An Austrian study demonstrates an anti-tumor effect of certain nature-derived cyclic peptides. The study, which has now been published internationally, not only demonstrates the inhibition of cell division by these peptides, but even their ability to cause cell death of cancer cells. Until now, one focus under investigation was the immunosuppressive effects of these peptides. An effect that also makes them promising candidates for a multiple sclerosis drug. The anti-tumor effects now discovered in certain lymphoid cancer cells add an important new facet to the spectrum of action of these unusual peptides.
Cyclotides are small, ring-shaped peptides originally discovered in African plants in the 1960s. Later in the 2010s, one of them (kalata B1) was recognized to have an immunosuppressive effect. This involves inhibiting the cell division of immune-active cells (T cells), which could enable the treatment of autoimmune diseases. A team from three Austrian universities and a research institute in Vienna thought beyond this and speculated that this cell division-inhibiting effect could also help with cancers that rely on the proliferation of T cells. Their now-published results of an extensive study indeed demonstrate an anti-tumor effect on certain lymphoid cancer cells.

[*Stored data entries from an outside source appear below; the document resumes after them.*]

PR #4816, opened 2024-02-28
Fix redundant tracing if LSJ is not different

bolt12:


coot (commented):
LGTM

ouroboros-network/src/Ouroboros/Network/PeerSelection/Governor/Monitor.hs
```diff
@@ -502,11 +502,10 @@ localRoots actions@PeerSelectionActions{ readLocalRootPeers
...
 
         $ Decision {
-            decisionTrace = [TraceLocalRootPeersChanged localRootPeers
-                                                        localRootPeers']
-                         ++ if not hasOnlyBootstrapPeers'
-                               then [TraceLedgerStateJudgementChanged YoungEnough]
-                               else [],
+            decisionTrace = TraceLocalRootPeersChanged localRootPeers localRootPeers'
+                          : [ TraceLedgerStateJudgementChanged YoungEnough
+                            | not hasOnlyBootstrapPeers' && ledgerStateJudgement /= ledgerStateJudgement'
```
coot, line 507: It should be `bootstrapPeersFlag && not hasOnlyBoostrapPeers' && ...` (or something similar) so that it works in `Genesis` too.

coot (changes requested):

“In fact, we were able to demonstrate this effect in two different test systems,” explains Prof. Dagmar Stoiber-Sakaguchi, head of the Division Pharmacology at the Karl Landsteiner University of Health Sciences (KL Krems). “Both in cell cultures and in animal models, the anti-tumor effect was clearly shown.” And first author Dr. Judith Lind, a research associate in the Molecular Oncology/Hematology group, adds, “We therefore see these particular cyclotides as promising candidates for drug development against anaplastic large cell lymphoma (ALCL), the type of lymphoma we are studying.”

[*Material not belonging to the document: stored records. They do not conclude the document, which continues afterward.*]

PR #4835, opened 2024-03-19
Honour policyPeerShareActivationDelay timeout

karknu:
# Description
The policyPeerShareActivationDelay was effectivly ignored.
Commit 194ea32b removed the timeout logic because it was broken. This
was because availableForPeerShare contained a mix of peers that supported
and didn't support peersharing. As soon as a peer that doesn't support
peersharing is more than 900s old it would prevent any timeouts from
taking effect.
    
This commit change it so that only peers that support peersharing are
added to nextPeerShareTimes/availableForPeerShare. With that the
Guarskip related minPeerShareTime can be restored.

# Checklist

- Branch
- Pull Request
    - [x] Self-reviewed the diff
      - What does this PR change?
    - [ ] Reviewer requested

### DIFF
--- a/ouroboros-network/sim-tests-lib/Test/Ouroboros/Network/Testnet.hs
+++ b/ouroboros-network/sim-tests-lib/Test/Ouroboros/Network/Testnet.hs
@@ -837,7 +837,7 @@ prop_track_coolingToCold_demotions defaultBearerInfo diffScript =
           notInProgressDemoteToColdForTooLong =
             map (\addr ->
                   Signal.keyedTimeoutTruncated
-                    60
+                    120
                     (\case
                         Just s | Set.member addr s -> Set.singleton addr
                         _                          -> Set.empty
--- a/ouroboros-network/src/Ouroboros/Network/PeerSelection/Governor/KnownPeers.hs
+++ b/ouroboros-network/src/Ouroboros/Network/PeerSelection/Governor/KnownPeers.hs
@@ -78,10 +78,6 @@ belowTarget actions
     -- We can only ask ones where we have not asked them within a certain time.
   , not (Set.null availableForPeerShare)
 
-    -- Are there any peers from the availableForPeerShare set we can really ask
-    -- (i.e. have correct PeerSharing permissions)?
-  , not (Set.null canAsk)
-
     -- No peer share requests should be issued when the node is in a sensitive
     -- state
   , not (requiresBootstrapPeers bootstrapPeersFlag ledgerStateJudgement)
@@ -89,7 +85,7 @@ belowTarget actions
       -- Max selected should be <= numPeerShareReqsPossible
       selectedForPeerShare <- pickPeers st
                               policyPickKnownPeersForPeerShare
-                              canAsk
+                              availableForPeerShare
                               numPeerShareReqsPossible
 
       let -- Should be <= numPeerShareReqsPossible
@@ -109,7 +105,7 @@ belowTarget actions
         decisionTrace = [TracePeerShareRequests
                           targetNumberOfKnownPeers
                           numKnownPeers
-                          canAsk
+                          availableForPeerShare
                           selectedForPeerShare],
         decisionState = st {
                           inProgressPeerShareReqs = inProgressPeerShareReqs
@@ -125,6 +121,13 @@ belowTarget actions
              (Set.toList selectedForPeerShare)]
       }
 
+    -- If we could peer share except that there are none currently available
+    -- then we return the next wakeup time (if any)
+  | numKnownPeers < targetNumberOfKnownPeers
+  , numPeerShareReqsPossible > 0
+  , Set.null availableForPeerShare
+  = GuardedSkip $ EstablishedPeers.minPeerShareTime establishedPeers
+
   | otherwise
   = GuardedSkip Nothing
   where
@@ -132,11 +135,9 @@ belowTarget actions
                                    Set.\\ PublicRootPeers.getBigLedgerPeers publicRootPeers
     numPeerShareReqsPossible = policyMaxInProgressPeerShareReqs
                              - inProgressPeerShareReqs
+    -- Only peer which permit peersharing are available
     availableForPeerShare    = EstablishedPeers.availableForPeerShare establishedPeers
                              Set.\\ inProgressDemoteToCold
-    -- Only ask peers which have the correct willingness permission flags
-    canAsk                   =
-      KnownPeers.getPeerSharingRequestPeers availableForPeerShare knownPeers
 
 ---------------------------
 -- Peer sharing job
--- a/ouroboros-network/src/Ouroboros/Network/PeerSelection/State/EstablishedPeers.hs
+++ b/ouroboros-network/src/Ouroboros/Network/PeerSelection/State/EstablishedPeers.hs
@@ -27,6 +27,7 @@ module Ouroboros.Network.PeerSelection.State.EstablishedPeers
   , minPeerShareTime
   , setPeerShareTime
   , availableForPeerShare
+  , nextPeerShareTimes
   , invariant
   ) where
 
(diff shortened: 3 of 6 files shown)


ouroboros-network/src/Ouroboros/Network/PeerSelection/Governor/KnownPeers.hs
```diff
@@ -78,18 +78,14 @@ belowTarget actions
     -- We can only ask ones where we have not asked them within a certain time.
   , not (Set.null availableForPeerShare)
 
-    -- Are there any peers from the availableForPeerShare set we can really ask
-    -- (i.e. have correct PeerSharing permissions)?
-  , not (Set.null canAsk)
-
```
bolt12, line 84: Why was this removed? the `availableForPeerShare` set contains peers which might have `PeerSharingDisabled` so we can't issue requests to them.

ouroboros-network/src/Ouroboros/Network/PeerSelection/Governor/KnownPeers.hs
```diff
@@ -78,18 +78,14 @@ belowTarget actions
...
     -- No peer share requests should be issued when the node is in a sensitive
     -- state
   , not (requiresBootstrapPeers bootstrapPeersFlag ledgerStateJudgement)
   = Guarded Nothing $ do
       -- Max selected should be <= numPeerShareReqsPossible
       selectedForPeerShare <- pickPeers st
                               policyPickKnownPeersForPeerShare
-                              canAsk
+                              availableForPeerShare
```
bolt12, line 88: This might pick peers which don't have peer sharing enabled resulting in a protocol failure

ouroboros-network/src/Ouroboros/Network/PeerSelection/State/EstablishedPeers.hs
```diff
@@ -97,10 +97,11 @@ invariant :: Ord peeraddr
...
           -> Bool
 invariant EstablishedPeers {..} =
-       -- The combo of the peer share set + psq = the whole set of peers
-       availableForPeerShare
+       -- The combo of the peer share set + psq = a subset of all peers
+ (  availableForPeerShare
     <> Set.fromList (PSQ.keys nextPeerShareTimes)
-    == Map.keysSet allPeers
+ )
+    `Set.isSubsetOf` Map.keysSet allPeers
```
bolt12, line 104: I don't like the fact that this was weakened. Why do we need it?

bolt12 (changes requested):

ouroboros-network/src/Ouroboros/Network/PeerSelection/State/EstablishedPeers.hs
```diff
@@ -162,13 +163,16 @@ member peeraddr = Map.member peeraddr . allPeers
...
-insert peeraddr peerconn peerShareAt ep@EstablishedPeers { allPeers } =
+insert peeraddr peerconn peerShareAt_m ep@EstablishedPeers { allPeers } =
    -- Ask newly established peers for its peers after the specified delay.
-   setPeerShareTime (Set.singleton peeraddr) peerShareAt $
-     ep { allPeers = Map.insert peeraddr peerconn allPeers }
+   let ep' = ep { allPeers = Map.insert peeraddr peerconn allPeers } in
+   case peerShareAt_m of
+        Nothing          -> ep'
+        Just peerShareAt ->
+          setPeerShareTime (Set.singleton peeraddr) peerShareAt $ ep'
```
coot, line 175: I think this is a bit cleaner (at the expense of code duplication, which could be eliminated with a recursive call):
```suggestion
insert peeraddr peerconn Nothing ep@EstablishedPeers { allPeers } =
    ep { allPeers = Map.insert peeraddr peerconn allPeers }   
insert peeraddr peerconn (Just peerShareAt) ep@EstablishedPeers { allPeers } =
    -- Ask newly established peers for its peers after the specified delay.
    setPeerShareTime (Set.singleton peeraddr) $
    ep { allPeers = Map.insert peeraddr peerconn allPeers } 
```

coot (approved):
LGTM, just a minor comment.

ouroboros-network/src/Ouroboros/Network/PeerSelection/Governor/KnownPeers.hs
coot: As I understand it it cannot, because we only add peers which enabled peer sharing to `availableForPeerShare`.

karknu: I changed it so that `availableForPeerShare` only contains peers that actually support peersharing. This removes the need for `canAsk`.

ouroboros-network/src/Ouroboros/Network/PeerSelection/State/EstablishedPeers.hs
```diff
@@ -162,13 +163,16 @@ member peeraddr = Map.member peeraddr . allPeers
 insert :: Ord peeraddr
        => peeraddr
        -> peerconn
-       -> Time
+       -> Maybe Time
```
coot, line 166: Could you add a haddock; it's important to use this argument right.

ouroboros-network/src/Ouroboros/Network/PeerSelection/Governor/KnownPeers.hs
karknu: No, see previous comment regarding `availableForPeerShare`.

ouroboros-network/sim-tests-lib/Test/Ouroboros/Network/Testnet.hs
```diff
@@ -837,7 +837,7 @@ prop_track_coolingToCold_demotions defaultBearerInfo diffScript =
           notInProgressDemoteToColdForTooLong =
             map (\addr ->
                   Signal.keyedTimeoutTruncated
-                    60
+                    120
```
coot, line 840: Could you explain why we need to increase it?

ouroboros-network/src/Ouroboros/Network/PeerSelection/State/EstablishedPeers.hs
karknu: It is needed because `allPeers` contains both peers that support and doesn't support peersharing, but `availableForPeerShare` and `nextPeerShareTimes` only contains peers that support peersharing.

ouroboros-network/sim-tests-lib/Test/Ouroboros/Network/Testnet.hs
bolt12: There was a test failure. I looked into it and it was due to the timeout just barely making it.

ouroboros-network/src/Ouroboros/Network/PeerSelection/State/EstablishedPeers.hs
bolt12: I would add a clause to the invariant that checks that all peers in the `availableForPeerShare` set have peer sharing enabled then.

ouroboros-network/sim-tests-lib/Test/Ouroboros/Network/Testnet.hs
bolt12: It isn't

ouroboros-network/src/Ouroboros/Network/PeerSelection/State/EstablishedPeers.hs
karknu: :+1: Will do.

ouroboros-network/src/Ouroboros/Network/PeerSelection/State/EstablishedPeers.hs
karknu: I've added a check which makes sure that only peers which support peersharing are in `availableForPeerShare <> nextPeerShareTimes` .

bolt12 (approved):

A synthetic form of kalata B1, known as T20K, and variants of it that differ in a few amino acids served as the basis for the study. “In a first step, we looked at the effect of increasing concentrations of the different T20Kvariants on cell cultures of ALCL,” says Dr. Karoline Kollmann of the Institute of Pharmacology and Toxicology at the University of Veterinary Medicine Vienna. “This showed that the peptides could both inhibit cell growth and induce cell death of the cancer cells. And this in a clear concentration-dependent manner.” Moreover, further studies showed that T20K stimulated important cell-internal signaling pathways based on the proteins STAT5 and p53.
Cancer cell death
Further pivotal studies were then performed in mouse models of ALCL. Here, the findings from the cell cultures were impressively confirmed, as Assoc. Prof. Christian Gruber from the Institute of Pharmacology at the Medical University of Vienna points out: “Our data show that T20K induced apoptosis—i.e., cell death—of cancer cells, and that the tumors in treated animals were about half the size, as compared to untreated controls.”